NeurIPS 2019
Sun Dec 8th through Sat the 14th, 2019 at Vancouver Convention Center
Paper ID: 1183 Generalized Off-Policy Actor-Critic

### Reviewer 1

This paper is largely well presented and is original work on an important problem. It contributes a new actor-critic approach to dealing with covariate shift in an off-policy objective. Empirically, this seems to result in some gains in performance, although it would need to be evaluated in a wider range of tasks and situations to understand if it more broadly applicable.

### Reviewer 2

Originality: - Paper is the first to propose the counterfactual objective, which allows for algorithm users to smoothly interpolate between the alternative life objective and excursion objective. - The paper takes the gradient of this objective directly and find a set of updates using the same inspiration as previous methods in order to introduce a new update algorithm according to this objective. Quality: - Mathematical arguments are convincing and reasonable. - Paper is clear about not necessarily doing better than OPPG algorithms like DDPG, but instead showing the effectiveness of emphatic algorithms in a difficult domain using nonlinear function approximators. - Potential issues about the instability of estimating F, C, and V are mentioned, which could lead to the algorithm not converging as well as in theory. - Unclear how the research into GOPPG can improve applications of OPPG. Since this paper does not lead to significant results, perhaps a longer analysis of this and suggestions about improving OPPG methods would benefit the work. Significance: - First emphatic algorithm to make significant progress on the Mujoco domain. - Results are not that signifcant over SotA for these environments, and do not compare to more recent OPPG algorithms like SAC and TD3. Clarity: Paper is fairly clear and well organized. Math is understandable, and the more space taking proofs are in the appendix. Paper is clear about its downsides. Nits: L111 w.p. => with probability, w.p. is not a common acronym

### Reviewer 3

Originality: My main concern is about the novelty of proposed method. Actually, the key part in the proposed counterfactual objective and the gradient is the covariate shift term d_gamma. However the way of correcting for the covariate shift are directly from [Gelada and Bellemare, 2019], and the rest is just put it into the policy gradient theorem in the ACE paper. Clarity: The paper is written in a clear way. Easy to follow. Significance: The comparison between DDPG and Geoff-PAC shows good practical performance and potential of the proposed method. I have another minor concern with respect to the implementation of the method. It looks not clear to me how the term g(s) in Thm 2 can be computed efficiently, especially it is later mentioned that the algorithm use a replay buffer. === After Rebuttal === After read authors' response about the novelty, I would like to increase my score accordingly. I hope the original contribution of this paper comparing with Gelada's work will be presented more clearly in the final version.

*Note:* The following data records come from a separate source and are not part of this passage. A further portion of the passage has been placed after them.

PR #3989, opened 2022-06-24
chore(sdk)!: create oracle client interface for new oo contract integrations

daywiss:
BREAKING CHANGE: this slightly changes the request type which is used by the UI, app will need to be
adjusted to accomodate.

**Motivation**
We want to be able to support multiple oracle contracts. 

**Summary**
Originally i made  pr that altered the oracle client in a different way to support new oracle contracts. This is a different approach which isolates changes to the oracle service itself. This makes an oracle interface which needs to be implemented. This alters the design of the client somewhat, now the oracle clients are stateful now rather than stateless. Effort is taken not to break existing logic, but some types are slightly altered to simplify typing.  The existing functionality has not changed, only organization of the code. 

**Testing**

 This was tested by integrating it into the UI and looking for regressions on kovan. 

- [ ]  New unit tests created
- [ ]  Untested

### DIFF
--- a/packages/sdk/src/across/test/rateModel.e2e.ts
+++ b/packages/sdk/src/across/test/rateModel.e2e.ts
@@ -47,7 +47,11 @@ describe("rateModel", function () {
         );
         assert.fail("Should throw error");
       } catch (err) {
-        assert.equal(err.message.includes("method called before updating"), true);
+        if (err instanceof Error) {
+          assert.equal(err.message.includes("method called before updating"), true);
+        } else {
+          throw err;
+        }
       }
       rateModelDictionary.updateWithEvents(filteredEvents);
 
@@ -59,7 +63,11 @@ describe("rateModel", function () {
         );
         assert.fail("Should throw error");
       } catch (err) {
-        assert.equal(err.message.includes("before first UpdatedRateModel event"), true);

Particularly on: 1) Explain the necessity of using a new counterfactual objective, and the advantage comparing with the direct gradient re-weighting method. 2) Highlight the novel part is how to computing F_t^{(2)}.

### Reviewer 4

Originality: I think the method is new and the counterfactual objective is first studied. The objective is related to [Imani, E., Graves, E., and White, M. (2018)] and use [Gelada, C. and Bellemare, M. G. (2019)] methods to tackle the new objective. Quality: I would leave my main concern for the intuition for your objective function, and the difference between equation (4) and equation (5). Without emphatic term i(s), the main difference between the two objectives is the sample distribution. The original objective for on-policy setting is to let the distribution as $d_0(s)$, the intial distribution for $s_0$. The excursion objective can be explained as we first execute behavior policy $\mu$ until converge and then we execute target policy $\pi$ (since we are now using value function $v$ under policy $\pi$). The excursion objective make sense if $P^{\pi}$ is ergodic where we don't need to care about the initial distribution. In this case, objective (5) is almost the same except that we first run enough step to reach stationary distribution for policy $\pi$ and then we execute $\pi$ again. If (4) and (5) are not different under this reason, the counterfactual objective in this paper, which can be thought as a shrinkage version between (4) and (5), should not be much difference from the excursion objective which is already well-studied in [Imani, E., Graves, E., and White, M. (2018)]. I would need more explanation from authors for this main concern. For experimental part, figures 2,3 don't seem to show convincing result that Geoff-PAC over OPPG and DDPG. And from figure 4,5 it seems all the methods is not good enough compared to other paper's results (e.g. this paper https://arxiv.org/pdf/1812.02900.pdf). Clarity: I think the paper is easy to follow and well-organized. Significance: As I mentioned in quality part, and empirical results seem not as good as other off-policy optimization paper. And I would also like to hear more discussion on the choice of $\hat{\gamma}$, I believe we can choose that in a clever way using shrinkage method and may discuss that on the paper as well. In sum I think this is an interesting paper. But since I have a main concern on the objective the authors propose I tend to reject the paper at this moment.